_Records supplied_.

=======

PR #690, opened 2020-03-24
Fix a typo in .travis.yml (CHECK_CS instead of CS_CHECK)

gszy:


greg0ire:
And as expected, the build fails because of all the CS issues :P

PR #691, opened 2020-03-24
Update copyright years

gszy:


LICENSE
```diff
@@ -1,4 +1,4 @@
-Copyright (c) 2006-2015 Doctrine Project
+Copyright (c) 2006-2020 Doctrine Project
```
greg0ire: I think the end year can be removed entirely
```suggestion
Copyright (c) 2006 Doctrine Project
```

TomHAnderson: I prefer the range  because is shows attention since the inception.  

It is a pain to update each year and project will go a few years without an update to the end/current year but I'm ok with that.

greg0ire: As you wish :)

greg0ire:
Thanks @gszy !

PR #712, opened 2020-11-13
Custom session storage parameters

TomHAnderson:
This is a cherry-pick of https://github.com/doctrine/DoctrineModule/pull/702 to 4.0.x

### DIFF
--- a/src/DoctrineModule/Service/Authentication/StorageFactory.php
+++ b/src/DoctrineModule/Service/Authentication/StorageFactory.php
@@ -5,6 +5,7 @@ declare(strict_types=1);
 namespace DoctrineModule\Service\Authentication;
 
 use DoctrineModule\Authentication\Storage\ObjectRepository;
+use DoctrineModule\Options\Authentication as AuthenticationOptions;
 use DoctrineModule\Service\AbstractFactory;
 use Interop\Container\ContainerInterface;
 use Laminas\Authentication\Storage\Session;
@@ -62,6 +63,6 @@ class StorageFactory extends AbstractFactory
 
     public function getOptionsClass(): string
     {
-        return 'DoctrineModule\Options\Authentication';
+        return AuthenticationOptions::class;
     }
 }
--- a/src/DoctrineModule/Service/Authentication/StorageFactory.php
+++ b/src/DoctrineModule/Service/Authentication/StorageFactory.php
@@ -38,8 +38,8 @@ class StorageFactory extends AbstractFactory
             $sessionMember    = $options->getSessionMember();
             if ($sessionContainer || $sessionMember) {
                 $storage = new Session(
-                    $options->getSessionContainer(),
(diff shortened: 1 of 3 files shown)


TomHAnderson:
From @alichry 

This PR allows specifying the session container name and member to use in the underlying Session Storage instead of using the default. In case one of the new options are set, the StorageFactory creates a local instance of the Session Storage. Otherwise, it will retrieve the default aliased Session Storage 'DoctrineModule\Authentication\Storage\Session'

The Session Storage instance wrapper (ObjectRepository) is still cached by service manager.

TomHAnderson:
Beyond what @alichry submitted I created a unit test for their work.

tests/DoctrineModuleTest/Service/Authentication/StorageFactoryTest.php
```diff
@@ -67,8 +70,46 @@ public function testCanInstantiateStorageFromServiceLocator(): void
...
+                        'sessionContainer' => 'customContainer',
+                        'sessionMember' => 'customMember',
+                        'storage' => 'custom_storage',
+                    ],
+                ],
+            ],
+        ];
+
+        $serviceManager
+            ->expects($this->at(0))
```
greg0ire: `at` is deprecated in recent versions of PHPUnit, you should avoid it or will mean more work when migrating.

If you mean to check that the service manager is called, use

```suggestion
            ->expects($this->once())
```

If you mean to just set up the service manager, then this is a stub, and you can drop the line entirely (and use `createStub` over `createMock`.

Another solution could be to use a real service manager instead of a mock.

TomHAnderson: It is a mock, not a stub.  Changed to use `onConsecutiveCalls` and removed `->at()` calls.

greg0ire (approved):

TomHAnderson:
Rebase to correct commit message for phpcs

src/DoctrineModule/Service/Authentication/StorageFactory.php
```diff
@@ -32,7 +34,18 @@ public function __invoke(ContainerInterface $container, $requestedName, ?array $
 
         $storage = $options->getStorage();
         if (is_string($storage)) {
-            $options->setStorage($container->get($storage));
+            $sessionContainer = $options->getSessionContainer();
+            $sessionMember    = $options->getSessionMember();
+            if ($sessionContainer || $sessionMember) {
+                $storage = new Session(
+                    $options->getSessionContainer(),
+                    $options->getSessionMember()
```
SenseException: The variables should be used here.

SenseException (changes requested):

alichry:
Thank you for adding the required test case and considering this feature in the next release :)

SenseException (approved):

PR #718, opened 2020-11-16
Added .doctrine-project.json

TomHAnderson:


.doctrine-project.json
```diff
@@ -0,0 +1,48 @@
...
+      ]
+    },
+    {
+      "name": "4.1.x",
+      "branchName": "4.1.x",
+      "slug": "4.1.x",
+      "current": false,
+      "maintained": true,
+      "aliases": [
+        "future"
```
SenseException:
```suggestion
        "latest"
```
would be consistent with the rest of the projects.

SenseException (changes requested):

.doctrine-project.json
TomHAnderson: But 4.1.x is not the latest; there have been releases of 4.0.x since.  I would be comfortable adding "latest" to 4.0.x and not using any aliases for 4.1.x  Would that be ok?

TomHAnderson: 4.0.x is stable and 4.1.x is not so using latest seems ok for 4.1.x

SenseException (approved):

greg0ire (approved):

PR #726, opened 2021-06-24
Allow laminas form v3

snapshotpl:


SenseException (commented):
The changes of the return types for the `getValueOptions()` would be a BC break for 4.1. I'd expect these will be fine for the next major version or maybe minor, depending on how BC is handled for the module.

TomHAnderson:
BC breaks are handled with a major version change.  I'll review the current branches and get this merged.

TomHAnderson:
For support of PHP 8 we'll need to upgrade to laminas-cli from laminas-mvc-console / laminas-console.  I'll get started on that work but this PR will be behind that update.

driehle:
@snapshotpl @SenseException @TomHAnderson Please have a look at #731 for a suggestion on how we could support laminas-form v3 without breaking backward compatibility. I would prefer that solution, because it will not require a new major version of DoctrineModule and it will leave it to the users when to migrate to laminas-form v3.

PR #730, opened 2021-09-21
fix #728 : DriverFactory incompatible with AttributeDriver

### LINKED ISSUE #728: DriverFactory incompatible with AttributeDriver
The `DriverFactory` is incompatible with the `AttributeDriver` introduced to support the native attributes in PHP 8. This is because the `AttributeDriver` extends the `AnnotationDriver` and as a result the wrong constructor is assumed.

The error:
> Doctrine\ORM\Mapping\Driver\AttributeDriver::__construct(): Argument #1 ($paths) must be of type array, Doctrine\Common\Annotations\CachedReader given, called in vendor/doctrine/doctrine-module/src/DoctrineModule/Service/DriverFactory.php on line 86 and defined in vendor/doctrine/orm/lib/Doctrine/ORM/Mapping/Driver/AttributeDriver.php on line 36

The problematic code (specifically the second part of the `if`-statement):
https://github.com/doctrine/DoctrineModule/blob/b0a1f82690b69e0c075cf6db4527a25d5a6ec633/src/DoctrineModule/Service/DriverFactory.php#L77-L89

fezfez:


TomHAnderson:
Hi @fezfez ,

Your class name is wrong.  Thanks for the PR.  Can you add a unit test too?

fezfez:
hi @TomHAnderson

After checking everywhere, the class does not exist in doctrine/persistance, so i've added doctrine/orm in dev deps to add a test

fezfez:
@TomHAnderson : do you have time to check this and make release soon ?

tests/DoctrineModuleTest/Service/DriverFactoryTest.php
```diff
@@ -61,4 +61,23 @@ public function testCreateDriverChain(): void
         $this->assertArrayHasKey('Foo\Bar', $drivers);
         $this->assertInstanceOf('DoctrineModuleTest\Service\Mock\MetadataDriverMock', $drivers['Foo\Bar']);
     }
+
+    public function testCreateAttributDriver(): void
```
TomHAnderson, line 65: Class name is incorrect

TomHAnderson (changes requested):
Rebase these two commits into a single commit please.

tests/DoctrineModuleTest/Service/DriverFactoryTest.php
driehle:
```suggestion
    public function testCreateAttributeDriver(): void
```

driehle:
@fezfez Could you please rebase into a single commit and fix the class name?

driehle:
Closing in favour of #734 as fezfez has disabled edits from maintainers in this PR.

PR #731, opened 2021-10-06
Allow laminas form 3.0 while keeping BC

driehle:
This PR is an alternative to #726. In contrast to #726 this PR keeps backward compatibility by using polyfills. Technically, there are now two different implementations of the form elements, one targeted at laminas-form v2 and a different one targeted at laminas-form v3. Using Composers autoload feature, the implementation corresponding to the installed laminas-form version is loaded and put into the right place using `class_alias`.

In case you are skeptical about this technique, I'd like to refer to laminas-form 2.15.x series, which itself used the same principle to support both laminas-servicemanager v2 and v3. Have a look at their [composer.json](https://github.com/laminas/laminas-form/blob/2.15.x/composer.json#L65), [autoload file](https://github.com/laminas/laminas-form/blob/2.15.x/autoload/formElementManagerPolyfill.php) and [polyfills](https://github.com/laminas/laminas-form/tree/2.15.x/src/FormElementManager).


driehle:
Please note that I have updated the Github workflows:
 - Unit tests are now running with both highest and lowest dependencies for all PHP versions, this effectively tests both laminas-form 2.x and 3.x
 - Coverage reports are uploaded to Codecov again (seems like no-one has updated that since Travis shut down...)

snapshotpl (approved):

.github/workflows/coding-standards.yml
```diff
@@ -0,0 +1,38 @@
...
+          tools: "cs2pr"
+
+      - name: "Install dependencies with Composer"
+        uses: "ramsey/composer-install@v1"
+        with:
+          dependency-versions: "highest"
+
+      # https://github.com/doctrine/.github/issues/3
+      - name: "Run PHP_CodeSniffer"
+        run: "vendor/bin/phpcs -q --no-colors --report=checkstyle | cs2pr"
```
greg0ire: Please configure your IDE to always add a newline at end of file, this will make the red pictogram disappear.

.github/workflows/coding-standards.yml
```diff
@@ -0,0 +1,38 @@
+name: "Coding Standards"
```
greg0ire, line 1: Let's reuse the centralized workflow here?

.github/workflows/continuous-integration.yml
```diff
@@ -8,72 +6,70 @@ on:
...
-      - name: "Install dependencies with composer"
-        run: "composer update --no-interaction --no-progress --no-suggest"
+          path: "reports"
 
-      - name: "Run PHPUnit"
-        run: "composer test-coverage"
+      - name: "Upload to Codecov"
+        uses: "codecov/codecov-action@v1"
+        with:
+          directory: "reports"
```
greg0ire, line 82: This looks generic enough that you could reuse the centralized workflow here too.

.github/workflows/coding-standards.yml
driehle: Sorry, haven't configured all workstations accordingly yet. Will be fixed.

.github/workflows/coding-standards.yml
driehle: Agree

.github/workflows/continuous-integration.yml
driehle: I'll want to add different testing for laminas-form ^2.0 and ^3.0, similar to what is in `doctrine/orm` as you suggested. I think then I can't use the centralized workflow anymore?

src/DoctrineModule/Form/Element/ObjectMultiCheckboxV3Polyfill.php
```diff
@@ -0,0 +1,72 @@
...
+
+    /**
+     * @param mixed $options
+     */
+    public function setOptions($options): self
+    {
+        $this->getProxy()->setOptions($options);
+
+        return parent::setOptions($options);
+    }
```
SenseException: Does it make sense to move identical methods into a trait too?

driehle: I think you can't call `parent` from within a trait, can you? I remember I tried implementing it that way and there was this issue.

src/DoctrineModule/Form/Element/HasProxy.php
```diff
@@ -0,0 +1,20 @@
+<?php
+
+declare(strict_types=1);
+
+namespace DoctrineModule\Form\Element;
+
+trait HasProxy
```
TomHAnderson: I dislike the name of this trait.  HasProxy implies a boolean but `getProxy` will always return a Proxy.  I would prefer this be renamed to `trait GetProxy`.

src/DoctrineModule/Form/Element/ObjectMultiCheckboxV3Polyfill.php
```diff
@@ -0,0 +1,72 @@
...
+use Laminas\Form\Element\MultiCheckbox;
+use Laminas\Stdlib\ArrayUtils;
+use Traversable;
+
+use function array_map;
+use function is_array;
+
+class ObjectMultiCheckboxV3Polyfill extends MultiCheckbox
+{
+    use HasProxy;
```
TomHAnderson, line 16: Change to `GetProxy`

TomHAnderson (changes requested):

src/DoctrineModule/Form/Element/HasProxy.php
TomHAnderson: Apply change to all polyfills

driehle: Trait now renamed to `GetProxy`

src/DoctrineModule/Form/Element/ObjectMultiCheckboxV3Polyfill.php
driehle: And there are discussions, that a trait should never override a method, see e.g. https://softwareengineering.stackexchange.com/questions/371067/should-a-trait-refer-to-parent-methods. Therefore, I would like to refrain from moving this into a trait somehow.

TomHAnderson (approved):

driehle:
Rebased on current `4.2.x`. @SenseException are you fine with the trait?

PR #732, opened 2021-10-12
Fix configuration for laminas-component-installer

driehle:
The `composer.json` currently still holds an extra configuration targeted at the Zend Framework component installer, which was not ported to Laminas correctly. This PR holds the changes for porting this extra configuration to Laminas.

Note that in contrast to DoctrineModule (this repository), DoctrineORMModule was updated correctly: https://github.com/doctrine/DoctrineORMModule/blob/4.0.x/composer.json#L44

Besides, the branch aliases for 1.2-dev and 2.0-dev are outdated and should removed.

### DIFF
--- a/composer.json
+++ b/composer.json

=======

_Problem description_.
Lines of the listing above that contain the word "both" should all be returned.

_Result below_.
In case you are skeptical about this technique, I'd like to refer to laminas-form 2.15.x series, which itself used the same principle to support both laminas-servicemanager v2 and v3. Have a look at their [composer.json](https://github.com/laminas/laminas-form/blob/2.15.x/composer.json#L65), [autoload file](https://github.com/laminas/laminas-form/blob/2.15.x/autoload/formElementManagerPolyfill.php) and [polyfills](https://github.com/laminas/laminas-form/tree/2.15.x/src/FormElementManager).
 - Unit tests are now running with both highest and lowest dependencies for all PHP versions, this effectively tests both laminas-form 2.x and 3.x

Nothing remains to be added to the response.